*** Opening of Input data ***

PR #1011, opened 2025-07-23
 fix: prevent the app from crashing due to a strict mode exception

wrn14897:
The api throws 504 and hangs when invalid credentials are given on login page.
> {"level":"error","message":"'caller', 'callee', and 'arguments' properties may not be accessed on strict mode functions or the arguments objects for calls to them","name":"TypeError","stack":"TypeError: 'caller', 'callee', and 'arguments' properties may not be accessed on strict mode functions or the arguments objects for calls to them\n    at i (/app/packages/api/index.js:335:35331)\n    at new i (/app/packages/api/index.js:335:35235)\n    at PBKDF2Job.<anonymous> (/app/packages/api/index.js:335:38225)\n    
at job.ondone (node:internal/crypto/pbkdf2:56:12)"

The root cause is due to the strict mode enforced by the esbuild. The fix here is to fork the `passport-local-mongoose` and fix the part that causes the error (https://github.com/hyperdxio/passport-local-mongoose/commit/edb1149704d86a114c60e8f62492d3853d0e67d0)

Ref: HDX-2036

### DIFF
--- a/.changeset/hot-bees-pull.md
+++ b/.changeset/hot-bees-pull.md
@@ -1,0 +1,5 @@
+---
+"@hyperdx/api": patch
+---
+
+fix: Hotfix to prevent the app from crashing due to a strict mode exception


packages/api/package.json
```diff
@@ -11,6 +11,7 @@
     "@hyperdx/common-utils": "^0.2.6",
     "@hyperdx/lucene": "^3.1.1",
     "@hyperdx/node-opentelemetry": "^0.8.2",
+    "@hyperdx/passport-local-mongoose": "^9.0.1",
```
wrn14897, line 14: fork repo: https://github.com/hyperdxio/passport-local-mongoose

teeohhem (approved):
FORK yeah

PR #1015, opened 2025-07-24
fix: use '--kill-others-on-fail' to prevent processes from terminating when RUN_SCHEDULED_TASKS_EXTERNALLY is enabled

wrn14897:
Ref: HDX-2044


docker/hyperdx/entry.local.base.sh
```diff
@@ -63,7 +63,7 @@ opampsupervisor --config /etc/otel/supervisor.yaml > /var/log/otel-collector.log
 
 # Start HyperDX app
 npx concurrently \
-  "--kill-others" \
+  "--kill-others-on-fail" \
```
wrn14897, line 66: we want to use '--kill-others-on-fail' instead since the task can exit immediately

packages/api/src/tasks/index.ts
```diff
@@ -70,15 +71,18 @@ if (!RUN_SCHEDULED_TASKS_EXTERNALLY) {
...
-  main(taskName)
-    .then(() => {
-      process.exit(0);
-    })
-    .catch(err => {
-      console.log(err);
-      logger.error(serializeError(err));
-      process.exit(1);
-    });
+  if (manual) {
```
wrn14897, line 74: adding the extra flag to prevent the task from running if `RUN_SCHEDULED_TASKS_EXTERNALLY` is true

knudtty (approved):

PR #1024, opened 2025-07-26
fix(json-type): add support for JSON columns in the service dashboard

### LINKED ISSUE #1023: [JSON Type] Invalid queries generated in the service dashboard
After enabling the JSON columns for the logs/traces tables, there are a few places in the Services preset dashboards that are breaking due to invalid queries

1. HTTP Service tab - Request Error Rate section (both overall and 'by endpoint')

Image

2. The entire Database tab

Image

3. Most time consuming operations + request error rate in the "details for span" sidepanel

Image

The errors are due to the way the fields are defined here - https://github.com/hyperdxio/hyperdx/blob/main/packages/app/src/serviceDashboard.ts#L14-L19 where the columns need to be accessed using the backtick syntax instead of the map-access syntax.

I believe a hacky fix is possible using the cache from `getMetadata` to extract the column types of the current table being queried, but I'm happy to raise a proper fix if the team can provide guidance on how distinction between JSON and non-JSON columns is planned while building these queries

Perseus:
Fixes #1023 

- Adds a `useJsonColumns` hook which returns the names of all JSON columns
- Modifies the syntax used to access attributes in the traces table based on the type of the column
- Changes some `coalesce(nullIf(...))` queries to access the fields directly due to ClickHouse not supporting `NULLIF()` on dynamic columns

### DIFF
--- a/packages/app/src/hooks/useMetadata.tsx
+++ b/packages/app/src/hooks/useMetadata.tsx
@@ -42,6 +42,33 @@ export function useColumns(
   });
 }
 
+export function useJsonColumns(
+  {
+    databaseName,
+    tableName,
+    connectionId,
+  }: {
+    databaseName: string;
+    tableName: string;
+    connectionId: string;
+  },
+  options?: Partial<UseQueryOptions<string[]>>,
+) {
+  return useQuery<string[]>({
+    queryKey: ['useMetadata.useJsonColumns', { databaseName, tableName }],
+    queryFn: async () => {
+      const metadata = getMetadata();
+      return metadata.getJsonColumns({
+        databaseName,
+        tableName,
+        connectionId,
+      });
+    },
+    enabled: !!databaseName && !!tableName && !!connectionId,
+    ...options,
+  });
+}
+
 export function useAllFields(
   _tableConnections: TableConnection | TableConnection[],
   options?: Partial<UseQueryOptions<Field[]>>,
--- a/packages/app/src/serviceDashboard.ts
+++ b/packages/app/src/serviceDashboard.ts
@@ -4,7 +4,6 @@ function getDefaults(jsonColumns: string[] = []) {
   const spanAttributeField = 'SpanAttributes';
   const isJsonColumn = jsonColumns.includes(spanAttributeField);
 
-  // Helper function to format field access based on column type
   const formatFieldAccess = (field: string, key: string) => {
     if (isJsonColumn) {
       return `${field}.\`${key}\``;
@@ -12,6 +11,27 @@ function getDefaults(jsonColumns: string[] = []) {
       return `${field}['${key}']`;
     }
   };
+
+  let dbStatement = `coalesce(nullif(${formatFieldAccess(spanAttributeField, 'db.query.text')}, ''), nullif(${formatFieldAccess(spanAttributeField, 'db.statement')}, ''))`;
+
+  // ClickHouse does not support NULLIF(some_dynamic_column)
+  // so we instead use toString() and an empty string check to check for
+  // existence of the serverAddress/httpHost to build the span name
+  if (isJsonColumn) {
+    dbStatement = `
+      coalesce(
+        if(
+          toString(${formatFieldAccess(spanAttributeField, 'db.query.text')}) != '',
+          toString(${formatFieldAccess(spanAttributeField, 'db.query.text')}),
+          if(
+            toString(${formatFieldAccess(spanAttributeField, 'db.statement')}) != '',
+            toString(${formatFieldAccess(spanAttributeField, 'db.statement')}), 
+            ''
+          )
+        )
+      )
+    `;
+  }
 
   return {
     duration: 'Duration',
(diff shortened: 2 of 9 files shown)


packages/app/src/serviceDashboard.ts
```diff
@@ -1,7 +1,37 @@
...
+function getDefaults(jsonColumns: string[] = []) {
   const spanAttributeField = 'SpanAttributes';
+  const isJsonColumn = jsonColumns.includes(spanAttributeField);
+
+  const formatFieldAccess = (field: string, key: string) => {
+    if (isJsonColumn) {
+      return `${field}.\`${key}\``;
+    } else {
+      return `${field}['${key}']`;
+    }
```
knudtty: Could this be a ternary?

packages/app/src/serviceDashboard.ts
```diff
@@ -1,7 +1,37 @@
...
+        if(
+          toString(${formatFieldAccess(spanAttributeField, 'db.query.text')}) != '',
+          toString(${formatFieldAccess(spanAttributeField, 'db.query.text')}),
+          if(
+            toString(${formatFieldAccess(spanAttributeField, 'db.statement')}) != '',
+            toString(${formatFieldAccess(spanAttributeField, 'db.statement')}), 
+            ''
+          )
+        )
+      )
```
knudtty: I'm noticing this is similar to the `spanNameColSql`, is there any way to generalize/extract this? "No" is a fine answer btw

knudtty (changes requested):

packages/common-utils/src/metadata.ts
```diff
@@ -147,6 +147,27 @@ export class Metadata {
...
+    const columns = await this.getColumns({
+      databaseName,
+      tableName,
+      connectionId,
+    });
+
+    // TODO: should we use .includes() to handle Array(JSON) and other variants?
+    return columns
+      .filter(column => column.type.startsWith('JSON'))
+      .map(column => column.name);
```
wrn14897: style: can use `filterColumnMetaByType` https://github.com/hyperdxio/hyperdx/blob/86115fa58a537248557731617baf6830238da30c/packages/common-utils/src/clickhouse.ts#L741

packages/app/src/hooks/useMetadata.tsx
```diff
@@ -43,6 +43,33 @@ export function useColumns(
...
+    tableName: string;
+    connectionId: string;
+  },
+  options?: Partial<UseQueryOptions<string[]>>,
+) {
+  return useQuery<string[]>({
+    queryKey: ['useMetadata.useJsonColumns', { databaseName, tableName }],
+    queryFn: async () => {
+      const metadata = getMetadata();
+      return metadata.getJsonColumns({
```
wrn14897: style: we can reuse `getColumns` and do the filtering afterward unless `getJsonColumns` is going to be used somewhere else

packages/app/src/serviceDashboard.ts
```diff
@@ -1,7 +1,37 @@
 import { TSource } from '@hyperdx/common-utils/dist/types';
 
-function getDefaults() {
+function getDefaults(jsonColumns: string[] = []) {
```
wrn14897: style: imo its a bit odd to pass `jsonColumns` as an arg to check if `SpanAttributes` is JSON type. I'd suggest to make the input arg as
```
function getDefaults({ 
  spanAttributeField = 'SpanAttributes',
  isAttributeFieldJSON,
}:{ 
  spanAttributeField: string;
  isAttributeFieldJSON: boolean;
}) {
  ...
}
```

packages/app/src/serviceDashboard.ts
```diff
@@ -1,7 +1,37 @@
...
   const spanAttributeField = 'SpanAttributes';
+  const isJsonColumn = jsonColumns.includes(spanAttributeField);
+
+  const formatFieldAccess = (field: string, key: string) => {
```
wrn14897: style: this method could be useful. we can move it out of 'getDefaults'

packages/app/src/serviceDashboard.ts
```diff
@@ -1,7 +1,37 @@
...
+    if (isJsonColumn) {
+      return `${field}.\`${key}\``;
+    } else {
+      return `${field}['${key}']`;
+    }
+  };
+
+  let dbStatement = `coalesce(nullif(${formatFieldAccess(spanAttributeField, 'db.query.text')}, ''), nullif(${formatFieldAccess(spanAttributeField, 'db.statement')}, ''))`;
```
wrn14897: Great catch on the outdated semantic convention! we can create a generic coalesce select generator so it can be reused for future semantic convention migration especially the custom dashboards

Perseus:
@wrn14897 @knudtty
Thanks for the review!

I've made a function to generalize the creation of coalesced queries based on both of your comments; it feels a little awkward since its building the queries manually and I've tried to keep the queries well-indented to make troubleshooting easier without adding significant amounts of whitespace, but it would be significantly easier if there was a standardized query builder (or I could also write a query builder specifically for this use-case if that sounds better).

I've addressed the remaining comments as well.

knudtty (approved):
This is a great contribution! Thank you for the fix

PR #1032, opened 2025-07-29
fix: Set default source in dropdown if one does not exist

teeohhem:
Fixes HDX-2049


packages/app/src/components/__tests__/DBSearchPage.test.tsx
```diff
@@ -0,0 +1,26 @@
+import { getDefaultSourceId } from '../../DBSearchPage';
+
+describe('getDefaultSourceId', () => {
+  it('returns empty string if sources is undefined', () => {
+    expect(getDefaultSourceId(undefined, undefined)).toBe('');
+  });
+
+  it('returns empty string if sources is empty', () => {
+    expect(getDefaultSourceId([], undefined)).toBe('');
+  });
```
dhable, line 10: Does it make sense to check a condition where the source array is empty but the last source id is a string value?

dhable (dismissed):
LGTM. I had just one question about a test case but I don't think it's a huge issue if this merges without any further work.

packages/app/src/components/__tests__/DBSearchPage.test.tsx
teeohhem: I can add that test case. It's a good one.

teeohhem:
@dhable test case added

PR #1034, opened 2025-07-29
feat: team setting to disable fetching field metadata

knudtty:
Closes HDX-2068

Allows a team to disable fetching field metadata across the app. Fetching is enabled by default. Here's the setting:
image

And here's what it looks like when the setting is disabled:
image

Notice that autocomplete is doing nothing and filters are not loaded

### DIFF
--- a/packages/app/src/TeamPage.tsx
+++ b/packages/app/src/TeamPage.tsx
@@ -30,6 +30,7 @@ import {
 } from '@mantine/core';
 import { useDisclosure } from '@mantine/hooks';
 import { notifications } from '@mantine/notifications';
+import { UseQueryResult } from '@tanstack/react-query';
 import CodeMirror, { placeholder } from '@uiw/react-codemirror';
 
 import { ConnectionForm } from '@/components/ConnectionForm';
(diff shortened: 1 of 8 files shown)


packages/app/src/TeamPage.tsx
```diff
@@ -1060,11 +1062,11 @@ function TeamNameSection() {
   );
 }
 
-function TeamQueryConfigSection() {
-  const setSearchRowLimit = api.useSetTeamSearchRowLimit();
+function SearchRowLimitForm() {
```
knudtty, line 1065: This whole function diff is just a refactor. Changed a couple of variable names, but mainly just extracted it from a more general component

packages/app/src/TeamPage.tsx
```diff
@@ -1112,69 +1286,8 @@ function TeamQueryConfigSection() {
       <Divider my="md" />
       <Card>
         <Stack>
-          <InputLabel c="gray.3" size="md">
```
knudtty, line 1115: Extracted to `SearchRowLimitForm`

Issue #1036, opened 2025-07-30
Full table scan in ClickHouse due to HyperDX query missing date filter


m0nikasingh:
I'm running HyperDX with an external ClickHouse and MongoDB setup. Our ClickHouse instance has the "force_index_by_date" setting enabled, which appears to conflict with some of the queries HyperDX runs.

For example, the following query does not include a time filter, which leads to a full table scan:
```
SELECT DISTINCT lowCardinalityKeys(arrayJoin(LogAttributes.keys)) AS key 
FROM otel.otel_logs 
LIMIT _CAST(1000, 'Int32') 
FORMAT JSON
```

Is there a recommended way to address this without disabling force_index_by_date? We'd like to avoid full scans, especially given the volume of data we're working with.

zdyj3170101136:
it would not search whole table, see rows_max_to_read

Chihsiao:
Adding a time-range filter would significantly improve performance. Currently, when there are many rows, the CPU remains pinned at 100% for several minutes and eventually times out without returning results.

<img width="1147" height="106" alt="Image" src="https://github.com/user-attachments/assets/2a74f625-3680-4f65-bc35-ba681214e151" />

PR #1041, opened 2025-07-30
fix: Add default time filter to ClickHouse queries to avoid full tabl…

m0nikasingh:
…e scans

fixes:  #1036

### DIFF
--- a/packages/common-utils/src/metadata.ts
+++ b/packages/common-utils/src/metadata.ts
@@ -244,9 +244,10 @@ export class Metadata {
       strategy = 'lowCardinalityKeys';
     }
 
+    // If no metricName is provided, apply default time filter to avoid full table scan
     const where = metricName
       ? chSql`WHERE MetricName=${{ String: metricName }}`
-      : '';
+      : chSql`WHERE TimestampTime > (now() - toIntervalDay(7))`;
     let sql: ChSql;
     if (strategy === 'groupUniqArrayArray') {
       sql = chSql`SELECT groupUniqArrayArray(${{ Int32: maxKeys }})(${{


packages/common-utils/src/metadata.ts
```diff
@@ -244,9 +244,10 @@ export class Metadata {
       strategy = 'lowCardinalityKeys';
     }
 
+    // If no metricName is provided, apply default time filter to avoid full table scan
     const where = metricName
       ? chSql`WHERE MetricName=${{ String: metricName }}`
-      : '';
+      : chSql`WHERE TimestampTime > (now() - toIntervalDay(7))`;
```
knudtty, line 264: On line 274, we already use the `max_rows_to_read` setting to avoid full table scans, I'm not sure changing the time to look here would help

m0nikasingh: I see that `max_rows_to_read` helps limit the amount of data scanned, but the challenge I’m running into is that I can’t use the `force_index_by_date` setting with HyperDX, because it doesn't filter by the date column. This setting is generally a good practice, as it helps prevent expensive full table scans on large ClickHouse clusters.

I agree that hardcoding a 7-day lookback isn’t the best approach. Ideally, the query should probably use the lookback period from the UI instead. Do you think that could work?

MikeShi42: @m0nikasingh I think in general hyperdx shouldn't require `force_index_by_date` to be set for the user, as all meaningfully queries submitted by the app will use time filters or for queries like this, have reasonable limits applied to terminate early (otherwise it's a bug).

We can revisit how metadata is populated by time range in a more comprehensive PR, but I think for now I'd recommend disabling the restriction for the user that's being used by HyperDX.

teeohhem:

PR #1047, opened 2025-08-02
fix: optimize search query for searches that include a "toStartOfX" timestamp query before the Timestamp field

knudtty:
Closes HDX-1955

This allows the frontend to use a more optimized ORDER BY clause for tables that have a time bucketed sort key for large scale performance


packages/app/src/DBSearchPage.tsx
```diff
@@ -752,12 +789,6 @@ function DBSearchPage() {
             'select',
             newInputSourceObj?.defaultTableSelectExpression ?? '',
           );
-          setValue(
-            'orderBy',
-            `${getFirstTimestampValueExpression(
-              newInputSourceObj?.timestampValueExpression ?? '',
-            )} DESC`,
-          );
```
knudtty, line 774: This is unnecessary, was causing weird behavior switching between sources

packages/app/src/DBSearchPage.tsx
```diff
@@ -464,17 +466,60 @@ function useSearchedConfigToChartConfig({
...
+    }
+
+    const newOrderBy = orderByArr.reverse().join(', ');
+    return newOrderBy;
+  };
+
+  // When source changes, make sure select and orderby fields are set to default
+  return useMemo(() => {
+    const fallbackOrderBy = `${getFirstTimestampValueExpression(
+      source?.timestampValueExpression ?? 'Timestamp',
```
dhable: The else condition here is now the string `'Timestamp'` where it looks like before and below it was/is an empty string. Should this line follow the same default value?

packages/app/src/DBSearchPage.tsx
```diff
@@ -464,17 +466,60 @@ function useSearchedConfigToChartConfig({
...
+  const { data: tableMetadata } = useTableMetadata(tcFromSource(source));
+
+  const optimizeOrderBy = (
+    timestampExpr: string,
+    orderBy: string,
+    sortingKey: string,
+  ) => {
+    const sortKeys = sortingKey.split(',').map(key => key.trim());
+    const timestampExprIdx = sortKeys.findIndex(v => v === timestampExpr);
+    if (timestampExprIdx <= 0) return orderBy;
```
dhable: Do we want this inequality to simply be `<` instead of `<=`?

If `timestampExprIdx === 0`, which can happen if sorting constraint on the table starts with `timestampExpr`, then the code would return the fallback ordering. Would not prepending the `toStartOf` clause help in this case?

knudtty: Yes, I did intend for `<=` here but I do get that it's confusing. But yes, the optimization that we're looking to apply here is for a sort key that might be something like `toStartOfMinute(Timestamp), ServiceName, SeverityText, Timestamp`. There, we want to make sure we order by `toStartOfMinute(Timestamp)` before `Timestamp`, which will help query performance if you were to omit `ServiceName` or `SeverityText`. So if the sort key begins with `Timestamp`, it won't help to prepend with the `toStartOf` clause

packages/app/src/DBSearchPage.tsx
knudtty: Yeah, I thought that `Timestamp` is probably a good assumption for the column name but maybe a hard error is better in this case. After all, `timestampValueExpression` is one of the fields we do require for a source so it should always be there

dhable (approved):

packages/app/src/DBSearchPage.tsx
```diff
@@ -464,17 +466,60 @@ function useSearchedConfigToChartConfig({
...
+    whereLanguage,
+    defaultOrderBy,
+  ]);
+}
+
+function useDefaultOrderBy(sourceID: string | undefined | null) {
+  const { data: source } = useSource({ id: sourceID });
+  const { data: tableMetadata } = useTableMetadata(tcFromSource(source));
+
+  const optimizeOrderBy = (
```
wrn14897: style: any chance we can move this nested method out of `useDefaultOrderBy` ?

packages/app/src/DBSearchPage.tsx
```diff
@@ -464,17 +466,60 @@ function useSearchedConfigToChartConfig({
...
+    isLoading,
+    select,
+    filters,
+    where,
+    whereLanguage,
+    defaultOrderBy,
+  ]);
+}
+
+function useDefaultOrderBy(sourceID: string | undefined | null) {
```
wrn14897: it would be helpful to add some unit tests for this guy

PR #1050, opened 2025-08-04
refactor: enable allowing additional alert logic for sass hosting

dhable:
This commit refactors some of the alert logic and establishes a provider-like model so that different providers can be built based on the environment where the HyperDX alerts are being executed. The default provider implements the same alert code, just broken across some different types.

### DIFF
--- a/packages/api/src/tasks/__tests__/checkAlerts.test.ts
+++ b/packages/api/src/tasks/__tests__/checkAlerts.test.ts
@@ -20,12 +20,8 @@ import { SavedSearch } from '@/models/savedSearch';
 import { Source } from '@/models/source';
 import Webhook from '@/models/webhook';
 import * as checkAlert from '@/tasks/checkAlerts';
-import {
-  buildChartLink,
-  buildLogSearchLink,
-  doesExceedThreshold,
-  processAlert,
-} from '@/tasks/checkAlerts';
+import { doesExceedThreshold, processAlert } from '@/tasks/checkAlerts';
+import { loadProvider } from '@/tasks/providers';
 import {
   AlertMessageTemplateDefaultView,
   buildAlertMessageTemplateHdxLink,
@@ -47,6 +43,13 @@ const MOCK_SOURCE = {};
 const MOCK_SAVED_SEARCH: any = {
   id: 'fake-saved-search-id',
 };
+
+// Create provider instance for tests
+let alertProvider: any;
+
+beforeAll(async () => {
+  alertProvider = await loadProvider();
+});
 
 describe('checkAlerts', () => {
   describe('doesExceedThreshold', () => {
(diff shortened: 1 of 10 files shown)


packages/api/src/tasks/providers/index.ts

*** Close of Input data ***

* [Goal of the exercise]: What is wanted is every line from the first line of the entries through the line that contains "wrn14897, line 14: fork", given again exactly.

* [Exercise output]:
PR #1011, opened 2025-07-23
 fix: prevent the app from crashing due to a strict mode exception

wrn14897:
The api throws 504 and hangs when invalid credentials are given on login page.
> {"level":"error","message":"'caller', 'callee', and 'arguments' properties may not be accessed on strict mode functions or the arguments objects for calls to them","name":"TypeError","stack":"TypeError: 'caller', 'callee', and 'arguments' properties may not be accessed on strict mode functions or the arguments objects for calls to them\n    at i (/app/packages/api/index.js:335:35331)\n    at new i (/app/packages/api/index.js:335:35235)\n    at PBKDF2Job.<anonymous> (/app/packages/api/index.js:335:38225)\n    
at job.ondone (node:internal/crypto/pbkdf2:56:12)"

The root cause is due to the strict mode enforced by the esbuild. The fix here is to fork the `passport-local-mongoose` and fix the part that causes the error (https://github.com/hyperdxio/passport-local-mongoose/commit/edb1149704d86a114c60e8f62492d3853d0e67d0)

Ref: HDX-2036

### DIFF
--- a/.changeset/hot-bees-pull.md
+++ b/.changeset/hot-bees-pull.md
@@ -1,0 +1,5 @@
+---
+"@hyperdx/api": patch
+---
+
+fix: Hotfix to prevent the app from crashing due to a strict mode exception


packages/api/package.json
```diff
@@ -11,6 +11,7 @@
     "@hyperdx/common-utils": "^0.2.6",
     "@hyperdx/lucene": "^3.1.1",
     "@hyperdx/node-opentelemetry": "^0.8.2",
+    "@hyperdx/passport-local-mongoose": "^9.0.1",
```
wrn14897, line 14: fork repo: https://github.com/hyperdxio/passport-local-mongoose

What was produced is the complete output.